Task statement
The listing below must be given again in full, exactly.

Source data
——————————

PR #183, opened 2022-02-21
Add the `tlSitePublishTags` setting

### LINKED ISSUE #137: Proposal: explicit setting for disabling site publishing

——————————

Reply
PR #183, opened 2022-02-21
Add the `tlSitePublishTags` setting

### LINKED ISSUE #137: Proposal: explicit setting for disabling site publishing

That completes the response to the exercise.